His answer to those seeking to police women’s bodies? More skin. His models wore open-worked dresses over skirts as brief as a censor bar — nudity as a manifesto, if you will.
Three-dimensional renderings of doves, lilies or pomegranates, as finely wrought as plaster moldings, were pieced together in soft structures using a technique the designer dubbed “high relief,” borrowing a term from sculpture. “What you see as decoration becomes the construction itself,” he explained.
The technique was used on cutaway minidresses, vest tops, slips and barely-there bras. Sirens were chiseled on a raw linen cape, a reference to the fantastical figures in Renaissance frescoes. Never mind symbolism: the craftsmanship in this collection was couture-grade.
Even basics were given an elevated spin. Oversized T-shirts, crisp white cotton poplin suit jackets and blanket-like sweater dresses put the accent on comfort. Fluid T-shirt dresses, cut out at the midriff or slit to the thigh, occupied a middle ground. Again, it was about giving women options.
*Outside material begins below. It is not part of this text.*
PR #3684, opened 2022-09-26
Fix `listing` block in SSR, now it is fully variations aware, and the…

sneridagh:
… config is passed to the SSR querystring action

### DIFF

“For too many years, women have been seen as the ‘romantic’ one, the ‘sexy’ one, the ‘provocative’ one, the ‘clever’ one, and I think that a woman can have many facets,” Piccioli reasoned.
Coincidence or not, it was the first dedicated women’s show since Valentino decided to break away from the coed format, and the first since French luxury conglomerate Kering, a vocal supporter of women’s causes, bought a 30 percent stake in the brand with an option to acquire full ownership.
If it feels like a stretch to suggest that revealing clothing can advance the feminist cause, consider the way that Valentino Beauty brand ambassador Florence Pugh has used her appearances at the brand’s events to challenge the male gaze.
While she wore a pink suit with a bow-shaped bra at this show, her choice of sheer outfits in the past has unleashed a wave of criticism. “What’s been interesting to watch and witness is just how easy it is for men to totally destroy a woman’s body, publicly, proudly, for everyone to see,” she wrote on Instagram last year.
Piccioli said he had a similar conversation with Twigs, who performed an energetic routine with a troupe of dancers who generated sounds by digging into boxes filled with rocks, sand or peat. “She expresses that idea of an artistic sensibility by showing the body, using the body itself in her performance,” he noted.
The designer didn’t mention global warming, but as temperatures soared in the sun-filled venue, shedding a few layers suddenly felt very tempting.